A woman with twenty thousand pounds a year, thank you.
To whom he was now married and with whom he shared three lovely children.
That incident, which was the talk of London for what seemed weeks, had taught Eliza valuable lessons. One, she would never ever suffer the pains of a broken heart again, because there was nothing quite like it—she had wanted to die, unable to grasp even the idea that one person could lie to another person so completely and without remorse. And two, never again would she please others for the sake of pleasing, and tonight, of all nights, she would not abide it. She would never again have an opportunity to attend a royal ball and she refused to be shackled to a group of undesirable wallflowers whom men were forced by etiquette to dance with, or worse, around whom leering old gents lingered.
So she quickly glanced around and spotted a foot-man slipping through a door that was disguised as part of the wall. She brashly followed him on a hop and a skip, escaping the eagle-eyed gaze of the hostess and sliding in through the door behind the footman before anyone could stop her.
She found herself in a passageway of maybe five feet in length and perhaps only three feet in width. At the other end was a similarly disguised door. The walls in the passageway were panelled, and a single wall sconce provided light.
In other words, within ten minutes of entering the rarefied halls of Kensington Palace, Eliza had put her-self in a servants’ passageway. No wonder Caroline had insisted she stay close so that she wouldn’t do anything inappropriate.
She didn’t mean to stay for more than a moment. She’d just wanted to avoid the hostess until she’d gone off to terrorize someone else. While Eliza pondered how long that would take, the door at the opposite end of the passageway suddenly swung open. A servant entered, carrying a tray of drinks on his shoulder. He looked at her as he moved toward the door she’d just entered through. “You’re not to be here, madam.”
“My apologies. But the room is so crowded, is it not? I need only a moment.” She made a show of fanning her face. “I won’t move from here, I swear it.”
The servant shrugged and took one of the glasses from his tray. “Might as well have one of these, then.”
“What is it?”
He swung open the door into the ballroom, and a great cacophony of voices and music blasted the small space before the door swung closed behind him, silencing it all to a din.
Eliza sniffed at the punch. Then sipped it. Then imprudently downed it, draining the glass, because the punch was delicious. How tingly it made her feel!
Moments later, the footman suddenly appeared again and extended his nearly empty tray for her glass. “Thank you,” Eliza said sheepishly. “That was very good.” She took one of the last glasses on his tray.

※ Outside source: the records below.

PR #331, opened 2017-06-12
Switch to Symfony Flex

dunglas:
This is a work in progress.
Installation instructions (not really straightforward right now):

```
composer create-project api-platform/api-platform:dev-flex demo
cd demo
make serve # Temporary workaround to create the var/ directory...
docker-compose up
```


soyuka:
Work in progress or working progress? :laughing:

dunglas:
Fixed 💯

soyuka:
Did you removed all `md` files on purpose? LICENCE has been deleted too.

dunglas:
I'm not sure about the approach, maybe it would be better to version all files generated by Flex as well. This way it would not degrade the current developper experience while allowing to use Flex.

dunglas:
Yes, the spirit of Flex is to have a minimal repository (like `symfony/skeleton`) that the user can use without removing anything. But maybe can we start with a heavier setup as API Platform can already be installed easily with the minimal Flex :)

We can have 2 entrypoints:

* Battery-included: download `api-platform/api-platform` and type `docker-compose up`
* Minimal: `composer create-projet symfony/skeleton app && cd app && composer req api`

WDYT?

soyuka:
`composer req api` would use which repository? 

Okay, I get the skeleton part now and I think it's a good idea for advanced users that want to set up an api in no time! Though, for newbies, having a repository to clone and then to issue `docker-compose up` would probably be ~easier~ less scarier.

dunglas:
`api` is an official Flex alias of `api-platform/api-pack`: https://github.com/api-platform/api-pack

dunglas:
Closing in favor of #422.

“Aye, madam. It’s been amply mixed with rum.” He proceeded on, through the other door, behind which Eliza could hear the deep hum of masculine voices. And then it was quiet again.
Who knew that rum could be so delicious? Certainly not her. She liked the soft, blurry warmth that spread through her. The sort of warmth she liked to feel at night when she was drifting off to sleep, or in a hot, sudsy bath. And yet, not like that at all.

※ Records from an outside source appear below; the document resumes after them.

PR #333, opened 2017-06-16
Minor docker improvements

akira28:
| Q             | A
| ------------- | ---
| Bug fix?      | no
| New feature?  | no
| BC breaks?    | no
| Deprecations? | no
| Tests pass?   | yes
| Fixed tickets | no
| License       | MIT
| Doc PR        | no

### DIFF
--- a/Dockerfile
+++ b/Dockerfile
@@ -5,6 +5,8 @@ RUN apk add --no-cache --virtual .persistent-deps \
 		icu-libs \
 		zlib
 
+ENV APCU_VERSION 5.1.8
+
 RUN set -xe \
 	&& apk add --no-cache --virtual .build-deps \
 		$PHPIZE_DEPS \
@@ -14,7 +16,8 @@ RUN set -xe \
 		intl \
 		pdo_mysql \
 		zip \
-	&& pecl install apcu \
+	&& pecl install \
+		apcu-${APCU_VERSION} \
 	&& docker-php-ext-enable --ini-name 20-apcu.ini apcu \
 	&& docker-php-ext-enable --ini-name 05-opcache.ini opcache \
 	&& apk del .build-deps
--- a/Dockerfile
+++ b/Dockerfile
@@ -5,8 +5,6 @@ RUN apk add --no-cache --virtual .persistent-deps \
 		icu-libs \
 		zlib
 
-ENV APCU_VERSION 5.1.8
-
 RUN set -xe \
 	&& apk add --no-cache --virtual .build-deps \
 		$PHPIZE_DEPS \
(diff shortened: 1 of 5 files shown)


docker-compose.yml
```diff
@@ -1,4 +1,4 @@
-version: '3'
+version: '3.2'
```
dunglas: What's the benefit of this change?

Dockerfile
```diff
@@ -5,8 +5,6 @@ RUN apk add --no-cache --virtual .persistent-deps \
 		icu-libs \
 		zlib
 
-ENV APCU_VERSION 5.1.8
```
Simperfit: I think we should be keeping specify the version.

docker-compose.yml
Simperfit: I agree it does not seem to change anything.

docker/nginx/Dockerfile
```diff
@@ -1,3 +1,3 @@
-FROM nginx:1.11-alpine
+FROM nginx:mainline-alpine
```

When the footman returned a moment later with a full tray again, Eliza was happy to take another one.
She rolled her eyes when he arched a judgmental brow before going out again.
She sipped the drink and closed her eyes as the warmth spread through her arms and legs, and then announced to herself with delight, “This is very good.” She supposed that the fizzy warmth of the rum was what kept her nerves from defeating her completely when the door at the other end of the passageway came open a few inches, as if someone coming through had paused. She listened curiously to the male voices all speaking the Alucian language, and then the door suddenly opened all the way, to reveal an Alucian gentle-man stepping into the passageway.

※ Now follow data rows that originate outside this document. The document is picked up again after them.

PR #782, opened 2018-07-27
Add a dev/debug stage using xdebug to the api

### LINKED ISSUE #637: Install Xdebug for development environment
What's the best way for include Xdebug for the development environment and keep clean Dockerfile used for production?

1.  Install Xdebug at the entrypoint.sh
1.  Use a specific Dockerfile.dev (copy of Dockerfile) and install Xdebug (`RUN apk add --no-cache $PHPIZE_DEPS  && pecl install xdebug-2.6.0 && docker-php-ext-enable xdebug`)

The door swung shut behind him.
Eliza and the masked man were alone.
He tilted his head just slightly to the left, as if he was uncertain what he’d just found. She returned his gaze with a curious one of her own. His presence was so large and the passageway so small that she felt a bit as if she was pressed up against the wall. But thanks to the rum, she was feeling rather sparkly and untroubled and, with the help of the wall, managed to curtsy with a slight lean to the right and said, “How do you do?”
The Alucian didn’t answer.
She supposed it was possible he didn’t speak English. Or perhaps he was shy. If he was painfully shy, he de-served her compassion. She’d had a friend who had suffered terrible stomach pains for days when she was forced to be in society. She was married now, with six children. Apparently, she wasn’t shy away from society.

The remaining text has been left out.